Well, that would be 2:42 p.m. here in the East. The time stamp on your message: 3:43 p.m.

I'll follow your suggestion and see what happens . . .

_Edit_: Well, it _was_ set to GMT-5. I guess it didn't realize that we went back to ST last week (and the UK had gone off Summer Time the week before).  I told it to forget about DST, and it's now showing the same time as my computer and my clock. I'll just change it again when we go back to EDT (I'm already counting the days; I really hate how early it gets dark now).

I actually didn't realize we can control that. Thanks!


----------



## JamesM

Some software hasn't adjusted to the change in Daylight Saving Time in the U.S., even though the law was changed by George W. Bush.  It could be that it was jumping around early.  Our atomic clock does that.  We have to set it to Mountain Time for a few weeks until the new Standard Time date comes around.

Glad you got it fixed!


----------



## Wordsmyth

JamesM said:


> _[...] _Which clock are you looking at? I've never noticed a time other than the one that shows up on posts.
> 
> [edit] Oh... I see one way down at the bottom of the page in small print. Is that what you're talking about? _[...] _


 I'd never noticed that one either ... but I'd be a bit wary of it. It seems to show the right time when you first navigate to a page, then it freezes at that time until you refresh the page or navigate to another one. It's currently telling me that the time now is 8:55 PM (which is what it showed 9 minutes ago), but it's actually 9:04 pm.

_[Edit]:_ The correct time appeared in the post header when I sent it (Quick Reply), but the little clock at the bottom still insisted it was 8:55 PM. After going into Edit and back out, it corrected itself. ... Oh, except that after this latest edit, it didn't. It's now 9:12, but it reads 9:05. 
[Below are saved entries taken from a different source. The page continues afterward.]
Issue #48, opened 2020-09-19
Problems with LSP mode


dvkndn:
Following #46 , I created this issue to list the problems currently in the LSP mode (at least compare with the Prometheus mode).

Good: Prometheus
![Screenshot from 2020-09-20 03-57-25](https://user-images.githubusercontent.com/5953369/93689123-c1963680-faf5-11ea-9f69-859dba9b6d97.png)

Current bugs in LSP mode:
![Screenshot from 2020-09-20 03-57-44](https://user-images.githubusercontent.com/5953369/93689122-c0650980-faf5-11ea-960d-37ab10c83283.png)
1. [x] Matched text is not highlight
2. [x] Function's score is lower than metrics (actually I think the problem here is fuzzy score is not used?)
3. [ ] No snippet

Nexucis:
> Function's score is lower than metrics (actually I think the problem here is fuzzy score is not used?

It's on promql-langserver side. So filtering and scoring are not coming from cmn since it's on the server side to provide these features. @slrtbtfs can talk a bit more about it I believe :)

Nexucis:
In the PR https://github.com/prometheus-community/codemirror-promql/pull/8 that implements the autocompletion using LSP, there is a bunch of suggestions to improve it. Snippet was mentionned at this time.

There is certainly some code to do here, but also on promql-langserver side.

Hope it helps to clarify a bit the history of this mode / the situation

slrtbtfs:
The sorting order in the LSP mode is provided by the language server, in a way that functions appear first.

Maybe the code in this repo reverses that order, this would explain why the function appears last.

dvkndn:
Doesn't seem like this library uses the score returned by the language server: https://github.com/prometheus-community/codemirror-promql/blob/9e43058bd1341e8b52b0d8dcf1698a59e693b891/src/lang-promql/complete/lsp.ts#L74

Nexucis:
moving to cmn v12 should have fixed the first 2 points

dvkndn:
Yes I confirm the first 2 are fixed :D

Nexucis:
on this particular point, snippet should be implemented on server side. Nothing to do here ;).

dvkndn:
I think we can close this issue then :+1:

Issue #44, opened 2020-09-17
Text can become hidden behind tooltip


MacroPower:
The current positions of the diagnostic tooltips seem to be set relative to `start`.

I've noticed that as a result of this, when I have some issue spanning multiple lines, e.g.:
![image](https://user-images.githubusercontent.com/5648814/93522642-cabdb280-f8ff-11ea-99ba-b26ca7acd6f9.png)

The resulting tooltip makes it very difficult to edit the PromQL, as it completely covers part of the query and makes it impossible to click on the areas it covers. (Screenshot is after hovering over "...")
![image](https://user-images.githubusercontent.com/5648814/93522724-e923ae00-f8ff-11ea-9131-20c9391b6b50.png)

Example GIF from PromLens:
![output](https://user-images.githubusercontent.com/5648814/93528970-2d677c00-f909-11ea-8d7e-67bbfeb1823d.gif)

I think ideally this tooltip should either move with the cursor, or be set relative to `end` rather than start. On first glance, I'm not sure if there's any way to do this easily without making changes to codemirror.next, however.

dvkndn:
This is indeed CodeMirror's tooltip. To be specific, `codemirror-promql`'s lint uses `codemirror`'s lint, which uses `codemirror`'s tooltip with the following options:

https://github.com/codemirror/codemirror.next/blob/7aeef2544f9533b646183fe97394de1ead90434f/lint/src/lint.ts#L143-L152

> I think ideally this tooltip should either move with the cursor, or be set relative to end rather than start.

I think an easier approach is to set https://codemirror.net/6/docs/ref/#tooltip.Tooltip.above to `true`. This, however, still require CodeMirror's Lint module to allow us to set that option to Tooltip.

I think we should create an issue in CodeMirror asking for their opinion

dvkndn:
Fixed in upstream https://github.com/codemirror/codemirror.next/commit/d502554db22d48f9d6a4f1e03e3e8629dcc1b589 !

Issue #25, opened 2020-08-13
Snippets don't get applied correctly when selecting them via the mouse


juliusv:
When selecting a snippet such as `sum(rate(<input vector>[5m]))` with the mouse (not the keyboard), the snippet text is inserted verbatim, without `<input vector>` becoming a tabbable/completable field.

Nexucis:
maybe an upgrade of CMN to v0.10.0 will fix the issue.

Nexucis:
Problem is still there after the upgrade to CMN v0.10.0.
We should try with the vanilla app to see if the issue is only on our side or on cmn side too.

dvkndn:
Hi I did some more experiments, hope this helps:

1. The problem is still there (in codemirror-promql) after upgrade to CMN 0.12
2. The problem also exists on https://codemirror.net/6/ but it's a little bit different. You can see in the screenshot below that the placeholder part is selected but the editor is no longer focused. I believe this is a bug in CM

![Screenshot from 2020-09-20 03-42-34](https://user-images.githubusercontent.com/5953369/93688926-f903e380-faf3-11ea-92b7-5f2b75c0ee46.png)

This is different than codemirror-promql where there is no text selected at all (the editor still lost its focus though)

dvkndn:
Related: https://github.com/codemirror/codemirror.next/issues/287

juliusv:
@dvkndn Awesome, thanks for the testing and reporting it on the CMN side!

dvkndn:
Hey guys this is fixed upstream :D https://github.com/codemirror/codemirror.next/commit/c4ce6ee7bc6ac2b310bb63d74fb42cd90891cfe5 let me test it when CMN releases a new version

juliusv:
@dvkndn Nice! And since it's in the tooltip plugin and not our autocomplete plugin fork, it will hopefully just work for us as well. (it would still be nice if we didn't need our autocomplete plugin fork in the long term)

PR #50, opened 2020-09-30
move to cmn v0.12.0

### LINKED ISSUE #47: Do we still need the auto complete fork?
Afaik [the fork](https://github.com/Nexucis/codemirror-next-autocomplete/commits/master) is created for 2 primary reasons:
- Fuzzy search scoring https://github.com/codemirror/codemirror.next/issues/236
- Highlight matched string https://github.com/codemirror/codemirror.next/issues/234

Since both issues are addressed by codemirror's autocomplete module, do you think we can go back to the original module yet? Is there some plan for the fork?

Nexucis:
fix #47 
should partially solved some issue raised by #48 as well

### DIFF
--- a/src/app/app.ts
+++ b/src/app/app.ts
@@ -20,49 +20,9 @@
 // OUT OF OR IN CONNECTION WITH THE SOFTWARE OR THE USE OR OTHER DEALINGS IN THE
 // SOFTWARE.
 
-import { EditorState, EditorView } from '@codemirror/next/basic-setup';
+import { basicSetup, EditorState, EditorView } from '@codemirror/next/basic-setup';
 import { PromQLExtension } from '../lang-promql';
-import { Extension } from '@codemirror/next/state';
-import { history, historyKeymap } from '@codemirror/next/history';
-import { highlightSpecialChars, keymap, multipleSelections } from '@codemirror/next/view';
-import { lineNumbers } from '@codemirror/next/gutter';
-import { foldGutter, foldKeymap } from '@codemirror/next/fold';
-import { bracketMatching } from '@codemirror/next/matchbrackets';
-import { closeBrackets, closeBracketsKeymap } from '@codemirror/next/closebrackets';
-import { autocomplete, autocompleteKeymap } from '@nexucis/codemirror-next-autocomplete';
-import { rectangularSelection } from '@codemirror/next/rectangular-selection';
-import { highlightActiveLine, highlightSelectionMatches } from '@codemirror/next/highlight-selection';
-import { defaultKeymap } from '@codemirror/next/commands';
-import { searchKeymap } from '@codemirror/next/search';
-import { commentKeymap } from '@codemirror/next/comment';
-import { gotoLineKeymap } from '@codemirror/next/goto-line';
-import { lintKeymap } from '@codemirror/next/lint';
 import { promQLHighlightMaterialTheme } from './theme';
-
-const basicSetup: Extension = [
-  lineNumbers(),
-  highlightSpecialChars(),
-  history(),
-  foldGutter(),
-  multipleSelections(),
-  bracketMatching(),
-  closeBrackets(),
-  autocomplete({ matchPre: '<b style="color: brown">', matchPost: '</b>' }),
-  rectangularSelection(),
-  highlightActiveLine(),
-  highlightSelectionMatches(),
-  keymap([
-    ...closeBracketsKeymap,
-    ...defaultKeymap,
-    ...searchKeymap,
-    ...historyKeymap,
-    ...foldKeymap,
-    ...commentKeymap,
-    ...gotoLineKeymap,
-    ...autocompleteKeymap,
-    ...lintKeymap,
-  ]),
-];
 
 const promqlExtension = new PromQLExtension();
 let editor: EditorView;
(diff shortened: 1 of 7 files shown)


Nexucis:
this PR should help to test if the issue #44 and #25 are fixed with cmn v0.13.0 once it is available too.

src/app/app.ts
```diff
@@ -20,50 +20,10 @@
...
-    ...searchKeymap,
-    ...historyKeymap,
-    ...foldKeymap,
-    ...commentKeymap,
-    ...gotoLineKeymap,
-    ...autocompleteKeymap,
-    ...lintKeymap,
-  ]),
-];
-
```
dvkndn, line 66: Just want to say that making the example simpler is great! Thank you

src/lang-promql/complete/hybrid.ts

Not that it's a problem: I can't see anyone using it as an alarm clock!

Ws


----------



## JamesM

It's not a real-time clock.   Web pages are refreshed only when you go to a new one or refresh the current one.  Think of it as a time stamp that tells you when the page was displayed.


----------



## mkellogg

It is a bit complex.  It actually uses some Javascript on your computer to figure out if DST/ "summer time" is in effect on your computer and shows you the time it is for you.  I just tried to test it and needed to restart my web browser to get it to show me the correct time again.


----------



## Wordsmyth

Thanks, Mike. 

It's not a big issue. I don't think anyone would use it as a real-time clock. I guess it's useful to check that vBulletin is correctly recognising one's time zone (which, in my case, it is). 

Ws


----------